画像を扱うノウハウ



 インターネットのホームページをいろいろ見てまわると、画像データの表示がとても遅いものに出会うことがある。

 テレホーダイタイムなどで、しかも反応が遅いサーバだったりすると特にその傾向は強いが、そうでなくても画像の表示がノロノロしているような時は、そのホームページを作った人が、画像表示の方法を間違えていることが多い。



 悪気があって取り上げるのではないが、たとえばこんなページなどが、その例である。(知り合いなので勘弁してください^^;)

 Internet Explorerでは確認するのがめんどうだが、Netscape Navigatorをお使いの方は、画像の上で右クリックをして「画像を表示」にしてみると、その画像が本来の大きさで表示される。
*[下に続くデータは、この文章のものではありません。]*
Issue #412, opened 2018-02-22
Browser page title not set if pageTitle isn't set on Stache tag


Blackbaud-LindseyRix:
### Expected behavior
Can we provide back-up methods for setting browser page title from other properties if pageTitle isn't set? navTitle?

### Actual behavior:
Looks like we are pulling Browser page title from the pageTitle property on Stache tag. Some pages don't have a pageTitle (like tutorials).  When that happens, we only populate the name of the site, circumventing our efforts to make sure every page has a browser title for identification in Analytics. 

https://developer.blackbaud.com/stache/learn/get-started/add-stache

PR #448, opened 2018-04-18
Update Browser Page Title functionality

Blackbaud-TimPepper:
Include navTitle and tutorialHeader as options for browser page title when pageTitle stache attribute is absent

### DIFF
--- a/src/app/public/src/modules/wrapper/title.service.ts
+++ b/src/app/public/src/modules/wrapper/title.service.ts
@@ -14,7 +14,7 @@ export class StacheTitleService {
 
     if (parts && parts.length > 0) {
       parts.push(windowTitle);
-      let validParts = parts.filter(part => part !== undefined);
+      let validParts = parts.filter(part => part);
       windowTitle = validParts.join(' - ');
     }
 
--- a/src/app/public/src/modules/wrapper/wrapper.component.spec.ts
+++ b/src/app/public/src/modules/wrapper/wrapper.component.spec.ts
@@ -37,6 +37,7 @@ describe('StacheWrapperComponent', () => {
   let mockWindowService: any;
   let mockAnchorService: any;
   let mockOmnibarService: any;
+  let mockTextContent: string = '';
 
   class MockActivatedRoute {
     public fragment: Observable<string> = Observable.of('test-route');
@@ -112,6 +113,7 @@ describe('StacheWrapperComponent', () => {
         }),
         querySelector: jasmine.createSpy('querySelector').and.callFake(function(selector: string) {
           return {
+            textContent: mockTextContent,
             classList: {
               add(cssClass: string) { }
             },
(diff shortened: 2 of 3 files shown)


Blackbaud-TimPepper:
https://github.com/blackbaud/stache2/issues/412

src/app/public/src/modules/wrapper/title.service.ts
```diff
@@ -14,7 +14,7 @@ export class StacheTitleService {
 
     if (parts && parts.length > 0) {
       parts.push(windowTitle);
-      let validParts = parts.filter(part => part !== undefined);
+      let validParts = parts.filter(part => part);
```
Blackbaud-BrandonJones: I think we would want to make this a little more verbose for readability. It's not immediately apparent why we would be trying to call a filter and just return the part being passed in.  
```
parts.filter(part => (part !== undefined && part !== ''))
```
thoughts? @blackbaud-brandonhare @Blackbaud-SteveBrush ?

src/app/public/src/modules/wrapper/wrapper.component.ts
```diff
@@ -66,16 +65,18 @@ export class StacheWrapperComponent implements OnInit, OnDestroy, AfterViewInit
...
 
   public ngOnInit(): void {
     this.omnibarService.checkForOmnibar();
-    this.titleService.setTitle(this.windowTitle || this.pageTitle);
     this.jsonData = this.dataService.getAll();
     this.registerPageAnchors();
   }
 
   public ngAfterViewInit() {
+    this.checkForTutorialHeader();
```
Blackbaud-BrandonJones: I like this idea, but perhaps we can clean up this code some by calling another method.  Maybe a `getTitle()` method that makes the checks and returns the preferred value?  This would clean up the variables being passed into that `setTitle` method.

src/app/public/src/modules/wrapper/title.service.ts
Blackbaud-SteveBrush: Yeah, I agree; it's a bit difficult to gauge the purpose of the `filter` at first glance.

src/app/public/src/modules/wrapper/wrapper.component.ts
```diff
@@ -54,6 +52,7 @@ export class StacheWrapperComponent implements OnInit, OnDestroy, AfterViewInit
   @Input()
   public showBackToTop: boolean = true;
 
+  public tutorialHeader: string;
```
Blackbaud-SteveBrush: Is there a reason this variable needs to be public?

src/app/public/src/modules/wrapper/wrapper.component.ts
Blackbaud-SteveBrush: I like that, @Blackbaud-BrandonJones

src/app/public/src/modules/wrapper/title.service.ts
Blackbaud-TimPepper: This was the only change I wasn't super sure about. I think that we can be comfortable saying that anything falsey shouldn't make it through the filter. Adding more conditions just makes the filter more complex, and could potentially let through falsey values we aren't expecting in the future. I would be more comfortable adding a comment explaining the filter, in this instance. Let me know your thoughts!

src/app/public/src/modules/wrapper/wrapper.component.spec.ts
```diff
@@ -287,12 +289,50 @@ describe('StacheWrapperComponent', () => {
...
+    mockTextContent = 'Tutorial Header Title';
+    component.ngOnInit();
+    fixture.detectChanges();
+    expect(mockTitleService.setTitle).toHaveBeenCalledWith('Tutorial Header Title');
+    mockTextContent = '';
+  });
+
+  it('should not set the window title when the Tutorial Header title is absent', () => {
+    fixture.detectChanges();
+    expect(mockTitleService.setTitle).not.toHaveBeenCalledWith('Tutorial Header Title');
```
Blackbaud-BrandonJones: This test doesn't really tell us much except it wasn't called with `Tutorial Header Title`.  What was it called with? Anything?  What gets passed in if there is no pageTitle, navTitle, or tutorial header? etc.

src/app/public/src/modules/wrapper/wrapper.component.ts
```diff
@@ -66,16 +64,18 @@ export class StacheWrapperComponent implements OnInit, OnDestroy, AfterViewInit
...
   public ngOnInit(): void {
     this.omnibarService.checkForOmnibar();
-    this.titleService.setTitle(this.windowTitle || this.pageTitle);
     this.jsonData = this.dataService.getAll();
     this.registerPageAnchors();
   }
 
   public ngAfterViewInit() {
+    const preferredWindowHeader = this.setWindowHeader();
+    this.titleService.setTitle(preferredWindowHeader);
```
Blackbaud-BrandonJones: Much cleaner! 👍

 上で例にあげたページでは、本当はパソコンのディスプレイいっぱいに表示されるような大きな画像を、見た目だけは小さくして表示しているのである。

 当然のことながら縦横サイズの大きな画像データは、ファイルサイズそのものが大きくなるから、たとえ見た目は小さく表示されようとも、ファイルをダウンロードするために時間がかかるので、表示のための時間がかかってしまう。



 このページでも実験してみよう。

 まずは、下の画像をご覧いただきたい。



 これが本来の画像サイズ(400×250)である。JPGデータで、サイズは31KBある。

 設定のしかたによっては、同じ画像を次のように表示することも可能である。



 これは、見た目では縦横半分のサイズ(200×125)になっているが、もとになっているファイルは、上のものと共通である。(Netscape Navigatorをお使いの方は右クリックで「画像を表示」にしてみれば確認できるだろう)

 したがって、サーバからファイルをダウンロードして表示させるためには、上の画像と同じだけの時間がかかってしまう。

 時間がかかるだけではなく、見た通り、画質も大幅に落ちてしまうので、とても無駄が多い。



 もっとも、このように「サイズを好きなように指定できる」という機能を使って、小さいサイズの画像を大きく表示するということも可能である。下がその例である。



 これも表示しているのは、最初の画像と同じファイルである。

 ここでは、もともと400×250のサイズを、見た目だけは1.5倍にして、600X375にしてみた。(これもNetscape Navigatorだと右クリックで確認できる)

 もともと600X375のサイズの画像を表示するよりも、たしかに表示速度は速くなるのだが、ご覧の通り、画質は劣化する。あまり良い方法とは言えないだろう。



 サイズを自由に指定できるという機能を利用して、もともとの画像の縦横比を変えて表示するという方法も使える。下の画像がその例である。(扱っている画像データは共通である)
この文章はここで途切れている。